> Assignment:
Every line below that has "aSender" in it should be copied.

> Given data:
PR #5289, opened 2019-12-02
Adding halt to the list of captured exceptions when single stepping

### LINKED ISSUE #5280: stepping on halt is breaking debugging experience
In P7 stepping on halt was just going over it and now it blocks completely and open another debugger and break everything. 
This is a serious regression in terms of debugging experience.

StevenCostiou:
- Halt was missing from the catched exceptions, was it removed on pur…pose? (present in P5, removed in P6)

- UnhandledError cannot be catched, as it is not a subclass of Error
#fixes #5280

### DIFF
--- a/src/Kernel/Context.class.st
+++ b/src/Kernel/Context.class.st
@@ -1674,7 +1674,6 @@ Context >> runUntilErrorOrReturnFrom: aSender [
 	context := aSender insertSender: (Context
 		contextOn: Error, Halt do: [:ex |
 			error ifNil: [
-				"this is ugly but it fixes the side-effects of not sending an Unhandled error on Halt"
 				error := ex.
 				topContext := thisContext.
 				ex resumeUnchecked: here jump ]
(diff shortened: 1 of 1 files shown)


src/Kernel/Context.class.st
```diff
@@ -1672,10 +1672,10 @@ Context >> runUntilErrorOrReturnFrom: aSender [
 	"Insert ensure and exception handler contexts under aSender"
 	error := nil.
 	context := aSender insertSender: (Context
-		contextOn: Error do: [:ex |
+		contextOn: Error, Halt do: [:ex |
 			error ifNil: [
 				"this is ugly but it fixes the side-effects of not sending an Unhandled error on Halt"
```
estebanlm: if you remove the `isKindOf:`, this comment still has sense? it applies?

tesonep (approved):

src/Kernel/Context.class.st
StevenCostiou: Hmmm indeed, that comment could be removed.

MarcusDenker (approved):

> Reply to the task:
@@ -1674,7 +1674,6 @@ Context >> runUntilErrorOrReturnFrom: aSender [
 	context := aSender insertSender: (Context
@@ -1672,10 +1672,10 @@ Context >> runUntilErrorOrReturnFrom: aSender [
 	"Insert ensure and exception handler contexts under aSender"
 	context := aSender insertSender: (Context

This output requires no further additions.